Compare HCbeta with one classical estimator
For a quick comparison, put HCbeta next to a classical estimator such as HC3.
hc3 <- hcinfer(fit, type = "hc3")
extract_income <- function(res, method) {
row <- tests(res, parm = "income_scaled_sq")
ci <- confint(res, parm = "income_scaled_sq")
tibble::tibble(
method = method,
estimate = row$estimate,
std_error = row$std_error,
p_value = row$p_value,
conf_low = ci$conf_low,
conf_high = ci$conf_high
)
}
compare_hc3 <- dplyr::bind_rows(
extract_income(result, "hcbeta"),
extract_income(hc3, "hc3")
)
compare_hc3
#> # A tibble: 2 × 6
#> method estimate std_error p_value conf_low conf_high
#> <chr> <dbl> <dbl> <dbl> <dbl> <dbl>
#> 1 hcbeta 1587. 1547. 0.305 -1446. 4620.

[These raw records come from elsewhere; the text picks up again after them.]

PR #627, opened 2026-08-18
feat(hybrid): initialize a local database and a shadow caller identity

tbille:
## Description

Hybrid mode now calls `init_db()` (migrations included) the same as standalone, but request-plane-only: it skips every startup step that belongs to a local management API hybrid mode does not have (master key, dashboard sessions, provider/pricing overlays, discovery, alias/policy loading, which joins in a later phase). This is what #1643's gateway survivals (aliases, routing memory, router preferences, files, batches) need: a shadow `platform_identity.ensure_local_user` row keyed on the caller identity the platform's resolve response now carries (mozilla-ai/otari#615 / mozilla-ai/otari-ai#1710), satisfying the `NOT NULL` FK four of those six tables have onto `users.user_id`.

**Deliberately narrow.** `get_db_if_needed` still yields `None` in hybrid mode, unchanged. A first pass wired the shadow-identity write through that shared dependency and it silently broke tool-pricing enforcement (a couple dozen call sites in `_pipeline.py` use `ctx.db is None` as their own implicit "are we in hybrid mode" gate: budget reservation, usage logging, tool-pricing enforcement). Widening what that dependency yields reactivated every one of them for hybrid traffic, turning expected `502`s into `402`s on the sandbox/web-search unreachable-backend tests. The shadow row is written through its own `create_session()` instead, fully isolated from that shared dependency, so nothing else in the request pipeline changes behavior.

**Reverses a previously tested invariant.** `test_hybrid_mode_surface.py` pinned that hybrid mode boots even with an unreachable database. It now requires a real, working one, the same as standalone; the complementary test (`test_hybrid_mode_fails_to_start_with_an_unreachable_database`) is added to pin that reversal explicitly rather than let it happen as a side effect.

**Test hygiene fallout.** Every other test file that boots a hybrid `GatewayConfig` without an explicit `database_url` picked up an isolated `tmp_path` one instead of silently sharing a default `./otari.db` in the working directory across test runs (confirmed one was actually being created and left behind before this fix).

**Nothing observable changes for any caller yet.** Aliases stay inert in hybrid (that's the next phase, #1643) and no new endpoint is reachable.

Rides on the Phase 0 decision request in otari-ai#1717 (proposing this narrowed exception to the M4 spec's "hybrid gateway has no local management state" line). Per direction, proceeding with implementation in parallel with that review.

## PR Type

- [x] New Feature
- [ ] Bug Fix
- [ ] Refactor
- [ ] Documentation
- [ ] Infrastructure / CI

## Relevant issues

Refs mozilla-ai/otari-ai#1643

## Checklist

- [x] Documentation was updated where necessary (`docs/modes.md` is deliberately **not** touched here: nothing user-observable changes until aliases actually start resolving in hybrid mode next phase; updating it now would describe a future state as present fact).
- [x] If the API contract changed, I regenerated the OpenAPI spec (N/A, no route/schema change).
- [x] If this PR adds or changes a persistent table, a control-plane contract the otari.ai platform consumes or serves, a capability the platform also has, or a mode-specific surface, I appended an entry to the M4 reconciliation ledger ([otari-ai#1587](https://github.com/mozilla-ai/otari-ai/issues/1587), [comment](https://github.com/mozilla-ai/otari-ai/issues/1587#issuecomment-5324920794)). See [.github/instructions/reconciliation-ledger.instructions.md](.github/instructions/reconciliation-ledger.instructions.md).

Local results: ruff, mypy, `check_architecture.py`, `openapi --check`, `postman --check` all clean. Full `tests/unit` (1787 passed) and `tests/integration` (1200 passed) suites pass, plus the OSS-edition smoke script.

## AI Usage

**AI Model/Tool used:** Claude Sonnet 5 via Claude Code.

## Summary

- Added hybrid-mode database initialization and migrations.
- Created a local shadow user from the platform caller identity.
- Kept hybrid mode limited to request-plane features.
- Preserved existing downstream behavior by keeping `get_db_if_needed` session-free in hybrid mode.
- Added startup validation for unreachable databases.
- Updated tests to use isolated temporary databases and verify shadow-user behavior.

## Benefits

Hybrid mode now has a reliable local identity and database foundation without enabling management features or changing caller-visible endpoints.

### DIFF
--- a/src/gateway/api/routes/_pipeline.py
+++ b/src/gateway/api/routes/_pipeline.py
@@ -93,6 +93,7 @@ from gateway.api.routes._tools import (
     declares_native_web_search,
 )
 from gateway.core.config import GatewayConfig
+from gateway.core.database import create_session
 from gateway.core.env import otari_env
 from gateway.core.usage import cache_read_tokens_of, cache_write_1h_tokens_of, cache_write_tokens_of
 from gateway.inflight import track_request
@@ -122,6 +123,7 @@ from gateway.services.mcp_loop import (
 )
 from gateway.services.metered_pricing import calculate_metered_cost
 from gateway.services.model_access import is_model_allowed, model_not_allowed_detail, resolve_request_allowlist
+from gateway.services.platform_identity import ensure_local_user
 from gateway.services.policy_store import resolve_effective_policy
 from gateway.services.pricing_service import (
     GATEWAY_TOOL_PRICING_PROVIDER,
@@ -975,7 +977,9 @@ async def resolve_request_context(
     """Run the shared handler preamble up to (and including) budget pre-debit.
 
     Hybrid mode: extract the caller's bearer token and resolve the routing
-    plan against the platform; no local DB state is touched.
+    plan against the platform. The only local DB write is best-effort:
+    ensuring a shadow ``User`` row exists for the platform's caller identity,
+    when the resolve response carries one (see ``ensure_local_user``).
 
     Standalone mode: validate the API key, resolve the billed user, check the
     rate limit, then reserve the estimated cost. The reservation is taken
@@ -1042,6 +1046,29 @@ async def resolve_request_context(
             route.fallback_enabled,
             resolve_latency_ms,
         )
+        # The resolve response is the only place hybrid mode learns a caller
+        # identity (docs/hybrid-mode-protocol.md's optional user_id). A local
+        # shadow row makes that identity usable by this gateway's own
+        # survival tables (aliases, routing memory, files, batches), which
+        # all FK to users.user_id.
+        #
+        # Deliberately opens its own session via create_session() rather than
+        # using this function's `db` parameter (which stays None in hybrid
+        # mode, unchanged): a couple dozen call sites below key off `ctx.db
+        # is None` as their own implicit "are we in hybrid mode" gate (budget
+        # reservation, usage logging, tool-pricing enforcement), and handing
+        # them a real session here would silently reactivate every one of
+        # them for hybrid traffic. This write is isolated on purpose.
+        #
+        # A peer that omits the field, or a failure creating the shadow row,
+        # both degrade to user_id=None (today's behavior) rather than failing
+        # an otherwise-servable request.
+        if route.user_id is not None:
+            try:
+                async with create_session() as identity_db:
+                    user_id = await ensure_local_user(identity_db, route.user_id)
+            except SQLAlchemyError:
+                logger.warning("Failed to ensure local shadow user for platform identity", exc_info=True)
     else:
         if db is None:
             raise adapter.error(500, DB_UNAVAILABLE_DETAIL, ErrorKind.API)
--- a/src/gateway/main.py
+++ b/src/gateway/main.py
@@ -233,10 +233,20 @@ def _create_lifespan(config: GatewayConfig) -> Callable[[FastAPI], Any]:
         price_refresher: asyncio.Task[None] | None = None
         discovery_refresher: asyncio.Task[None] | None = None
         catalog_refresher: asyncio.Task[None] | None = None
+        # Every mode initializes a database as of #1643's gateway survivals:
+        # aliases, routing memory, router preferences, files, and batches all
+        # need one in hybrid mode too, not just standalone. Hybrid mode's
+        # init is deliberately request-plane-only: it runs migrations against
+        # the same linear Alembic chain (unused management tables stay
+        # empty), but skips every startup step below that belongs to a local
+        # management API hybrid mode does not have (master key, dashboard
+        # sessions, provider/pricing overlays, discovery, alias/policy
+        # loading). Alias loading joins this branch in a later phase, once
+        # hybrid mode actually resolves aliases (see _pipeline.py).
+        init_db(config)
         if config.is_hybrid_mode:
             log_writer = NoopLogWriter()
         else:
-            init_db(config)
             async with create_session() as session:
                 # Persisted dashboard overrides win over config/env; apply them
                 # before pricing init so default-pricing behavior is consistent.
--- a/src/gateway/services/platform_identity.py
+++ b/src/gateway/services/platform_identity.py
@@ -1,0 +1,68 @@
+"""Bridge a platform-supplied caller identity onto a local shadow ``User`` row.
+
+Hybrid mode has no local user directory; the platform is the identity
+authority there. But this gateway's own survival tables (``model_aliases``,
+``routing_policies``, ``routing_memory``, ``router_preferences``,
+``file_objects``, ``batches``) all carry a foreign key to ``users.user_id``,
+four of them ``NOT NULL``, so keying anything on a hybrid caller's identity
+needs a local row for that key to point at. This module creates that row on
+first sight of a platform ``user_id`` and never touches it again: a shadow row
+is deliberately not synchronized with the platform user's alias, blocked
+status, or anything else the platform owns.
+"""
+
+from __future__ import annotations
+
+from sqlalchemy.dialects.postgresql import insert as pg_insert
+from sqlalchemy.dialects.sqlite import insert as sqlite_insert
+from sqlalchemy.ext.asyncio import AsyncSession
+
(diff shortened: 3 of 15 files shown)


tbille:
Closing: direction changed. Hybrid mode should query the control plane for what it needs (aliases, routing memory/preferences, etc.) rather than gaining a local database and a shadow identity row. This local-DB approach is no longer the right shape; a fresh design querying the platform's API follows. Refs mozilla-ai/otari-ai#1643.

tbille:
Reopening: reverting the direction change. The API-querying approach would have reversed a settled (2026-08-07), cross-referenced otari-ai architecture decision that aliases/routing-memory/router-preferences stay gateway-owned, with the platform only supplying an identity to key local storage on (there is also no existing platform-side hook to build on: no RoutingPort, no alias-resolution step, no KNN/embedding concept). Back to this PR's original approach: a local database + shadow caller identity in hybrid mode. Refs mozilla-ai/otari-ai#1643.

src/gateway/main.py
```diff
@@ -233,10 +233,20 @@ async def lifespan(app: FastAPI) -> AsyncGenerator[None, None]:
...
+        # aliases, routing memory, router preferences, files, and batches all
+        # need one in hybrid mode too, not just standalone. Hybrid mode's
+        # init is deliberately request-plane-only: it runs migrations against
+        # the same linear Alembic chain (unused management tables stay
+        # empty), but skips every startup step below that belongs to a local
+        # management API hybrid mode does not have (master key, dashboard
+        # sessions, provider/pricing overlays, discovery, alias/policy
+        # loading). Alias loading joins this branch in a later phase, once
+        # hybrid mode actually resolves aliases (see _pipeline.py).
+        init_db(config)
```
khaledosman, line 246: The "nothing user-observable changes" justification for skipping docs does not hold for this line: hybrid mode now hard-fails at boot without a reachable database, which `test_hybrid_mode_fails_to_start_with_an_unreachable_database` pins deliberately. Three places are now wrong:

- `docs/deployment.md:60` — "No local database or provider credentials are needed", then "No `providers` block, no `database_url`, no `master_key`", then "No postgres container is needed; otari.ai handles storage."
- `docs/modes.md:54` — "No local database is used for keys, users, budgets, or usage logs."
- `docs/modes.md:109` — the comparison table's `Database │ Local (SQLite/PostgreSQL) │ None` row.

With `database_url` defaulting to `sqlite:///./otari.db`, the `docker run --rm` that `deployment.md` documents (no volume) now silently creates `/app/otari.db` inside an ephemeral container, and several hybrid replicas behind a load balancer each get their own private one. That is precisely the storage the #1643 survivals are going to live in, so the requirement needs stating in the phase that introduces it, not the phase that starts reading it.

src/gateway/api/routes/_pipeline.py
```diff
@@ -1042,6 +1046,29 @@ async def resolve_request_context(
...
+        # mode, unchanged): a couple dozen call sites below key off `ctx.db
+        # is None` as their own implicit "are we in hybrid mode" gate (budget
+        # reservation, usage logging, tool-pricing enforcement), and handing
+        # them a real session here would silently reactivate every one of
+        # them for hybrid traffic. This write is isolated on purpose.
+        #
+        # A peer that omits the field, or a failure creating the shadow row,
+        # both degrade to user_id=None (today's behavior) rather than failing
+        # an otherwise-servable request.
+        if route.user_id is not None:
```
khaledosman, line 1066: `is not None` should be a truthiness check. `_platform.py:579` coerces the field with `str(raw_user_id)`, so a platform sending `"user_id": ""` yields `""`, which passes this gate and inserts a `users` row with an empty-string primary key that nothing afterwards can distinguish or clean up. `if route.user_id:` costs nothing and closes it.

src/gateway/api/routes/_pipeline.py
```diff
@@ -1042,6 +1046,29 @@ async def resolve_request_context(
...
+            try:
+                async with create_session() as identity_db:
+                    user_id = await ensure_local_user(identity_db, route.user_id)
```
khaledosman, line 1069: No integration test covers this branch. The behavior this PR adds is "a hybrid request whose resolve response carries `user_id` writes a shadow row", and only `ensure_local_user` in isolation is tested.

`tests/integration/test_hybrid_mode_chat.py` already stubs the platform resolve, so adding `user_id` to that stub buys three assertions cheaply: the row exists after a request, a resolve response omitting the field writes nothing, and a failing shadow write still serves the request rather than propagating. AGENTS.md's Change Validation Checklist asks for integration coverage on a route + database change, and the `except SQLAlchemyError` degradation path in particular is the kind of thing that only stays true if something pins it.

tests/unit/test_platform_identity.py
```diff
@@ -0,0 +1,151 @@
...
+from gateway.models.entities import Base, User
+from gateway.services.platform_identity import (
+    SHADOW_USER_ORIGIN,
+    ensure_local_user,
+    reset_known_user_cache,
+)
+
+
+@pytest.fixture(autouse=True)
+def _clean_cache() -> None:
```
khaledosman, line 28: `reset_known_user_cache` is autouse only inside this module, but `_known_user_ids` is process-global and every hybrid integration test now gets its own `tmp_path` SQLite in the same process. Once anything actually reads the shadow row, a test that reuses a platform user id another test already cached will find no row and fail for a reason that has nothing to do with it.

`tests/conftest.py` already carries autouse fixtures for exactly this class of process-wide state (`_no_background_refresh:16`, `_reset_default_pricing:47`); the reset belongs there rather than here.

src/gateway/services/platform_identity.py
```diff
@@ -0,0 +1,68 @@
...
+# Provenance marker distinguishing a platform-originated shadow row from one
+# an operator created directly (standalone /v1/users), so a future
+# re-parenting pass (see otari-ai#1643's fan-out) can tell them apart.
+SHADOW_USER_ORIGIN = "platform"
+
+# In-process cache of platform user ids already known to have a local row.
+# A write-through set, not a TTL cache like alias_service's: a shadow row is
+# created once and never edited or deleted, so there is nothing to
+# invalidate and no refresher to converge sibling workers on.
+_known_user_ids: set[str] = set()
```
khaledosman, line 31: `_known_user_ids` grows one entry per distinct platform identity for the lifetime of the process, with no eviction. The comment argues only that there is nothing to *invalidate*, which is true and a separate question from unbounded growth.

A self-hosted gateway sees a handful of identities, but the gateway mozilla.ai operates runs in hybrid mode and sees every otari.ai user, so this is a set that only ever grows in the deployment where it matters most. Either bound it (an LRU keyed on the id is enough: a false miss just re-runs a no-op upsert) or say in the comment why unbounded is acceptable here.

khaledosman (commented):
Reviewed against `AGENTS.md`, `src/gateway/AGENTS.md` and `.github/instructions/`. Five inline findings; the stale hybrid-mode docs and the missing integration coverage are the two I would want addressed before merge.

🤖 Review generated by Claude Code (Claude Opus 5), acting as an agent on @khaledosman's behalf.

njbrake:
Closing. mozilla-ai/otari-ai#1717, the spec amendment this rides on, is closed as obsolete: hybrid mode is not getting a local database, because the control plane resolves aliases and routing for it.

This PR's premise was accurate. Four of the six survival tables do carry a NOT NULL foreign key onto `users.user_id`, and a hybrid gateway has no row to satisfy it. But the fix belongs on the deciding side. `_pipeline.py` already refuses local policy names in hybrid and defers the routing decision to the platform, and after the M5 rehome the control plane is otari, so it holds these tables and their services already.

Two things worth carrying forward if a local shadow identity is ever needed again. `get_or_create_attribution_user` in `users_repository.py` landed in #633 and is the same primitive as this PR's `ensure_local_user`, with revive-on-soft-delete semantics that `on_conflict_do_nothing` plus an in-process cache does not have. And #673's single-head migration test becomes load-bearing for anything that makes hybrid run Alembic at startup, since a forked head would then be a data-plane outage rather than an upgrade failure.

#> 2 hc3 1587. 1995. 0.426 -2324. 5498.Practical workflow
For routine analyses:
- Fit an OLS model with
lm(). - Run
hcinfer(fit)orhcinfer(fit, type = "hcbeta"). - Use
summary(result)for readable output. - Use
tests(result),confint(result),coef(result), andvcov(result)for extracted values. - Inspect
result$weights,result$leverage, andresult$method_paramswhen diagnostics are needed.
Use vignette("hcinfer-comparison") when you want to
compare HCbeta with other estimators implemented in the package.